Solved – Why is a binomial distribution bell-shaped

bernoulli-distributionbinomial distributionnormal distributionpoisson-binomial-distribution

I would expect there to be only be values between zero and one (with 0 => failure and 1 => success), but instead the values go up much higher. For example, if I search for "binomial distribution graph", this is the first image result I receive.

Binomial Distribution Graph

Now, I can see that this is the sum of expected values, rather than the average of expected values, but if this is the case, then why are graphs representing normal distributions typically displayed as averages? For example, a common display of a normal distribution is a graph of men's heights.

Normal Distribution Graph

However, this is clearly an average height of a man, not adding the heights of many men together.

Perhaps the most confusing part is why the binomial distribution is close to normal, but not actually normal.

Comparison of Binomial vs Normal
(source: real-statistics.com)

Thanks in advance!

Best Answer

The binomial distribution arises as the number of successes in $n$ Bernoulli trials. Each trial is either a success or not, so the number of successes in $n$ trials can be any of the values $0, 1, 2, ..., n$. For example, the number of heads in three tosses of a coin can be 0, 1, 2 or 3.

If one divides by the number of trials to get the proportion of successes in $n$ trials, then the possible values would be $0, \frac{_1}{^n}, \frac{_2}{^n},...,\frac{_{n-1}}{^n},1$. That could be called a scaled binomial.

Which you use depends on what thing you're interested in modelling.

However, this is clearly an average height on a man

That's not correct. That histogram summarizes individual heights, not averages of heights. Also heights are not actually normally distributed. For some purposes it's not too bad an approximation, but the distribution of heights is (plainly) not actually normal. There's zero chance of a negative height, for one thing, but normal distributions all have non-zero chance of a negative value (though the probability of it may possibly be extremely small in some situations).

Perhaps the most confusing part is why the binomial distribution is close to normal, but not actually normal.

Well, the most obvious difference (one of many) is that it's a count -- a discrete distribution; a binomial cumulative distribution function (cdf) is always a step function. Normal distributions are continuous; their cdfs are never step functions.

We can often see that it has what looks like a bell shape for some moderate-sized, $n$, that only happens for sure as $n$ grows large enough (though if $p$ is middling, what counts as 'large enough' to look bell-shaped may be pretty small). For small $n$ it's often not very bell shaped, it's just a few spikes (e.g. I wouldn't call $n=2$ bell shaped for any $p$).

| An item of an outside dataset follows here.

Issue #989, opened 2022-09-25
attempt to open screenshots of Neutral Heroes mod triggers assertion


kambala-decapitator:
Assertion failed: (modModel->hasMod(modName)), function loadScreenshots, file cmodlistview_moc.cpp, line 723.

If $p$ is very close to $0$ or $1$ it may take a very large $n$ before it starts to look bell-shaped -- here's an example with $n=100$ that doesn't look at all bell-shaped --

enter image description here

but it will start to look more bell shaped eventually as $n$ increases.

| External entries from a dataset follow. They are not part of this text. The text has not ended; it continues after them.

PR #406, opened 2018-01-14
New victory/loss conditions

alexvins:
Yet another missing part of Map Format. Initial implementation of new condition types, should make maps with such conditions playable.

PR #1085, opened 2022-10-23
New victory loss conditions

nullkiller:
Rebased https://github.com/vcmi/vcmi/pull/406
There was an idea that this might be already working but need to investigate further, and need support from vcmi editor

### DIFF
--- a/lib/CGameState.cpp
+++ b/lib/CGameState.cpp
@@ -2341,48 +2341,32 @@ bool CGameState::checkForVictory(PlayerColor player, const EventCondition & cond
 			}
 		}
 		case EventCondition::TRANSPORT:
-		{
-			const CGTownInstance *t = static_cast<const CGTownInstance *>(condition.object);
-			if((t->visitingHero && t->visitingHero->hasArt(condition.objectType))
-				|| (t->garrisonHero && t->garrisonHero->hasArt(condition.objectType)))
 			{
-				return true;
+				const CGTownInstance *t = static_cast<const CGTownInstance *>(condition.object);
+				if((t->visitingHero && t->visitingHero->hasArt(condition.objectType))
+					|| (t->garrisonHero && t->garrisonHero->hasArt(condition.objectType)))
+				{
+					return true;
+				}
 			}
 			return false;
-		}
 		case EventCondition::DAYS_PASSED:
-		{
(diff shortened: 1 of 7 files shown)


lib/CGameState.cpp
```diff
@@ -2340,56 +2324,273 @@ bool CGameState::checkForVictory(PlayerColor player, const EventCondition & cond
...
 		}
 		case EventCondition::TRANSPORT:
-		{
-			const CGTownInstance *t = static_cast<const CGTownInstance *>(condition.object);
-			if((t->visitingHero && t->visitingHero->hasArt(condition.objectType))
-				|| (t->garrisonHero && t->garrisonHero->hasArt(condition.objectType)))
 			{
-				return true;
+				const CGTownInstance *t = static_cast<const CGTownInstance *>(condition.object);
+				if((t->visitingHero && t->visitingHero->hasArt(condition.objectType))
```
Nordsoft91, line 2329:
```suggestion
				const auto * t = dynamic_cast<const CGTownInstance *>(condition.object);
				if(t && (t->visitingHero && t->visitingHero->hasArt(condition.objectType))
```

lib/CGameState.cpp
```diff
@@ -2340,56 +2324,273 @@ bool CGameState::checkForVictory(PlayerColor player, const EventCondition & cond
...
+			return team.count(object->getOwner()) != 0;
+		else
+			return object->getOwner() == playerState->color;
+	};
+
+	std::vector<const CGHeroInstance *> heroesToCheck;
+
+	std::vector<const CArmedInstance *> armiesToCheck;
+
+	auto collectHeroes = [&]()
```
Nordsoft91, line 2387: too many empty lines

lib/CGameState.cpp
```diff
@@ -2340,56 +2324,273 @@ bool CGameState::checkForVictory(PlayerColor player, const EventCondition & cond
...
+	{
+		if(condition.object)
+		{
+			auto hero = dynamic_cast<const CGHeroInstance *>(condition.object);
+
+			if(hero)
```
Nordsoft91, line 2393:
```suggestion
			if(const auto * hero = dynamic_cast<const CGHeroInstance *>(condition.object))
```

(In the limit as $n$ goes to infinity, the central limit theorem tells us that the cdf of a standardized binomial variate will converge to the standard normal cdf.)

As for why that happens at some more-or-less moderate sample size, it's because it's the sum of many independent parts (the individual trials); convolutions of densities (or pmfs in the case of discrete variables) become more bell shaped (under certain conditions, all of which will be satisfied with independent Bernoulli trials) as you add more into the mix.

Consider adding two (independent) such 0-1 variables. The probability that they're both 1 (giving a total of 2) is $p^2$ and that they're both 0 is $(1-p)^2$, but the probability that one is 0 and the other is 1 is $2p(1-p)$ (these all come via elementary probability considerations). If $p$ is between 1/3 and 2/3, that probability will exceed the two end points (that is, extreme sums are harder to get than ones in the middle, because middling results can occur in many more ways), and as you add more terms, the extremes become rarer and the center gets that characteristic "bump".

More precisely, the cdf of a standardized binomial will become closer to the cdf of a standard normal as $n$ grows larger. The Berry-Esseen theorem tells us something about how far from normal it might be at some $n$ (but it's a worst-case; the binomial will tend to be closer than that bound suggests).